About this exercise:
Look through the entries for the string "type", and copy each line that holds it.

(Saved data entries)
- - -
Issue #235, opened 2026-01-15
YN-0397: Blender: Introduce a `Look` product type


ynbot:
### Please describe the feature you have in mind and explain what the current shortcomings are?

  

Currently there is no dedicated product in Blender for

```
Look
```

so we should use e.g. blendScene type and tweak it so it produces a publish consisting of just material and linked datablocks like image textures only. Then be able to load and version manage such a product. This feature and possible resulting PR should not include any assignment to the scene entities but only incorportion of this product alone. There gonna be other ticket for the full lookdev workflow...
- - -
Answer section:
YN-0397: Blender: Introduce a `Look` product type
so we should use e.g. blendScene type and tweak it so it produces a publish consisting of just material and linked datablocks like image textures only. Then be able to load and version manage such a product. This feature and possible resulting PR should not include any assignment to the scene entities but only incorportion of this product alone. There gonna be other ticket for the full lookdev workflow...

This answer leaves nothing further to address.